— GOAL OF THE EXERCISE —
Return the listing that follows, word for word.

- - -

PR #1882, opened 2026-08-23
Retry build/sign resource when its pod was evicted

TomerNewman:
During a cluster upgrade, node drains can delete a Build's pod before it completes, leaving the Build in Error(BuildPodDeleted) forever since Sync() only recreated resources whose spec had changed.
Detect this recoverable failure and delete the resource so it gets retried.

---

## Summary by CodeRabbit

* **Bug Fixes**
  * Automatically recreates builds that failed because their build pod was deleted.
  * Reports errors when recovery eligibility cannot be determined or cleanup fails.
  * Treats already-removed resources as successfully cleaned up.
  * Avoids recreating builds with non-recoverable failures.
  * Recovers unchanged resources when their failure state is eligible for restart.

* **Tests**
  * Added coverage for recoverable failures, unsupported resource types, resource changes, cleanup errors, and recovery-check errors.

### DIFF
--- a/internal/buildsign/manager.go
+++ b/internal/buildsign/manager.go
@@ -103,18 +103,19 @@ func (m *manager) Sync(ctx context.Context, mld *api.ModuleLoaderData, pushImage
 		return nil
 	}
 
-	changed, err := m.resourceManager.IsResourceChanged(resource, resourceTemplate)
+	shouldRestart, err := m.resourceManager.ShouldResourceBeRestarted(resource, resourceTemplate)
 	if err != nil {
-		return fmt.Errorf("could not determine if the resource has changed: %v", err)
+		return fmt.Errorf("could not determine if the resource should be restarted: %v", err)
 	}
 
-	if changed {
-		logger.Info("The module's spec has been changed, deleting the current resource so a new one can be created",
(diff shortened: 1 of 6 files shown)


internal/buildsign/manager.go
```diff
@@ -108,13 +108,28 @@ func (m *manager) Sync(ctx context.Context, mld *api.ModuleLoaderData, pushImage
 		return fmt.Errorf("could not determine if the resource has changed: %v", err)
 	}
 
-	if changed {
-		logger.Info("The module's spec has been changed, deleting the current resource so a new one can be created",
-			"name", resource.GetName(), "action", action)
-		err = m.resourceManager.DeleteResource(ctx, resource)
+	deleteReason := "The module's spec has been changed"
```
yevgeny-shnaidman: Suggestion:
lets rename the IsResourceChanged function to ShouldResourceBeRestarted. It will check if the the resouce has changed or is the pod was deleted due to eviction. The Sync function will just call the ShouldResourceBeRestarted, and if it returns true, it will delete the resource. WDYT?

TomerNewman: done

- - -

— TASK ANSWER —
PR #1882, opened 2026-08-23
Retry build/sign resource when its pod was evicted

TomerNewman:
During a cluster upgrade, node drains can delete a Build's pod before it completes, leaving the Build in Error(BuildPodDeleted) forever since Sync() only recreated resources whose spec had changed.
Detect this recoverable failure and delete the resource so it gets retried.

---

## Summary by CodeRabbit

* **Bug Fixes**
  * Automatically recreates builds that failed because their build pod was deleted.
  * Reports errors when recovery eligibility cannot be determined or cleanup fails.
  * Treats already-removed resources as successfully cleaned up.
  * Avoids recreating builds with non-recoverable failures.
  * Recovers unchanged resources when their failure state is eligible for restart.

* **Tests**
  * Added coverage for recoverable failures, unsupported resource types, resource changes, cleanup errors, and recovery-check errors.

### DIFF
--- a/internal/buildsign/manager.go
+++ b/internal/buildsign/manager.go
@@ -103,18 +103,19 @@ func (m *manager) Sync(ctx context.Context, mld *api.ModuleLoaderData, pushImage
 		return nil
 	}
 
-	changed, err := m.resourceManager.IsResourceChanged(resource, resourceTemplate)
+	shouldRestart, err := m.resourceManager.ShouldResourceBeRestarted(resource, resourceTemplate)
 	if err != nil {
-		return fmt.Errorf("could not determine if the resource has changed: %v", err)
+		return fmt.Errorf("could not determine if the resource should be restarted: %v", err)
 	}
 
-	if changed {
-		logger.Info("The module's spec has been changed, deleting the current resource so a new one can be created",
(diff shortened: 1 of 6 files shown)


internal/buildsign/manager.go
```diff
@@ -108,13 +108,28 @@ func (m *manager) Sync(ctx context.Context, mld *api.ModuleLoaderData, pushImage
 		return fmt.Errorf("could not determine if the resource has changed: %v", err)
 	}
 
-	if changed {
-		logger.Info("The module's spec has been changed, deleting the current resource so a new one can be created",
-			"name", resource.GetName(), "action", action)
-		err = m.resourceManager.DeleteResource(ctx, resource)
+	deleteReason := "The module's spec has been changed"
```
yevgeny-shnaidman: Suggestion:
lets rename the IsResourceChanged function to ShouldResourceBeRestarted. It will check if the the resouce has changed or is the pod was deleted due to eviction. The Sync function will just call the ShouldResourceBeRestarted, and if it returns true, it will delete the resource. WDYT?

TomerNewman: done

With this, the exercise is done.